Resistance of Leishmania donovani to sodium stibogluconate is related to the expression of host and parasite gamma-glutamylcysteine synthetase

Abstract

Sequencing studies showed that the gamma-glutamylcysteine synthetase (gamma-GCS) heavy chain genes from sodium stibogluconate (SSG)-resistant (SSG-R) and SSG-susceptible (SSG-S) Leishmania donovani strains were identical, indicating that SSG resistance was related to quantitative differences in gamma-GCS expression rather than gene interstrain polymorphisms. In vitro infection of murine macrophages with the SSG-R strain, but not the SSG-S strain, down regulated expression of host gamma-GCS, which would result in a reduction in intramacrophage glutathione (GSH) levels and promote an oxidative intramacrophage environment. This would inhibit, or minimize, the reduction of SSG pentavalent antimony to its more toxic trivalent form. Macrophage studies showed that the SSG-R strain expressed higher levels of gamma-GCS compared to the SSG-S strain, which would result in higher GSH levels, giving increased protection against oxidative stress and facilitating SSG efflux. However a similar differential effect on host and parasite gamma-GCS expression was not obtained when using tissues from infected mice. In this case gamma-GCS expression was organ and strain dependent for both the host and the parasite, indicating that environmental conditions have a profound effect on gamma-GCS expression.
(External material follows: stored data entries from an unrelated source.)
PR #6, opened 2020-11-16
Added AllBucketsZeroException, added extra checks for bucket validity

kennyzzhang:
When all bucket's a b c values are zero, instead of throwing NoGoodBucketException, throw AllBucketsZeroException.

Also, added extra checks for if a bucket is good: make sure the returned index in in bounds and in the bucket.

### DIFF
--- a/test/sketch_test.cpp
+++ b/test/sketch_test.cpp
@@ -5,7 +5,7 @@
 
 TEST(SketchTestSuite, TestExceptions) {
   Sketch sketch = Sketch(10,rand());
-  ASSERT_THROW(sketch.query(), NoGoodBucketException);
+  ASSERT_THROW(sketch.query(), AllBucketsZeroException);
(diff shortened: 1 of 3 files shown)


test/sketch_test.cpp
```diff
@@ -5,7 +5,7 @@
 
 TEST(SketchTestSuite, TestExceptions) {
   Sketch sketch = Sketch(10,rand());
-  ASSERT_THROW(sketch.query(), NoGoodBucketException);
```
Victor-C-Zhang, line 8: can you write another test to check `NoGoodBucketException`?

kennyzzhang: Alright I wrote it, anything else we need?

Victor-C-Zhang (approved):

test/sketch_test.cpp
Victor-C-Zhang: looks good, lgtm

Consistent with the proposed mechanism from in vitro studies, increasing tissue GSH levels in the presence of SSG by cotreatment of L. donovani-infected mice with SSG solution and GSH incorporated into nonionic surfactant vesicles was more effective in reducing liver, spleen, and bone marrow parasite burdens than monotherapy with SSG. Together, these results indicate that SSG resistance is associated with manipulation of both host and parasite GSH levels by L. donovani.

FIG. 1.

γ-GCS levels in uninfected macrophages and macrophages infected with the SSG-S or SSG-R strain of L. donovani. The amount of mouse γ-GCS (left) or Leishmania γ-GCS (right) present was quantified using RT-PCR. The data are representative of three separate experiments, which show the same differences between treatments indicated.

FIG. 2.

Comparison of mouse (spleen, top left; liver, top right) and Leishmania (spleen, bottom left; liver, bottom right) γ-GCS levels in the livers and spleens of L. donovani-infected mice. Spleen and liver samples were obtained from mice infected with the SSG-S or SSG-R strain of L. donovani on day 14 postinfection. Mice were treated with PBS alone (controls), free SSG (SSG final dose, 70 mg Sb^v/kg), BSO-NIV (final BSO dose, 34.7 mg/kg) mixed 1:1 (vol/vol) with water, or BSO-NIV (final BSO dose, 34.7 mg/kg) mixed 1:1 (vol/vol) with SSG solution (SSG final dose, 70 mg Sb^v/kg; BSO-NIV/SSG treatment). The mean relative expression of the mouse γ-GCS plus SE and the Leishmania γ-GCS plus SE was determined using the mean value for the SSG-S strain as the normalizer. The data are representative of two separate experiments which show the same significant differences between treatments indicated. *, P < 0.05 compared to the relevant control.

FIG. 3.

Effect of different treatments on the spleen, liver, and bone marrow parasite burdens of mice infected with the SSG-S (left) or SSG-R (right) strains of L. donovani on day 14 postinfection. Mice infected with the SSG-S or SSG-R strain of L. donovani were treated with PBS alone (control), free SSG (SSG final dose, 70 mg Sb^v/kg), GSH-NIV (final GSH dose, 89 mg/kg) mixed 1:1 (vol/vol) with water, or GSH-NIV (final GSH dose 89 mg/kg) mixed 1:1 (vol/vol) with SSG solution (SSG final dose, 70 mg Sb^v/kg; GSH-NIV/SSG treatment). ***, P < 0.001 compared to the relevant control. The data are representative of three separate experiments, which show the same significant differences between the treatments indicated.

FIG. 4.

Effect of GSH treatment on the efficacy of SSG treatment in macrophages infected with the SSG-S or SSG-R strains of L. donovani. Macrophages, infected with SSG-S or SSG-R strain of L. donovani promastigotes, were treated with medium alone (control), SSG alone (0.575 mM Sb^v), or SSG (0.575 mM Sb^v) and GSH (2.5 mM), and the mean percent infection was determined. **, P < 0.01 compared to relevant control The data are representative of three separate experiments, which show the same significant differences between the treatments indicated.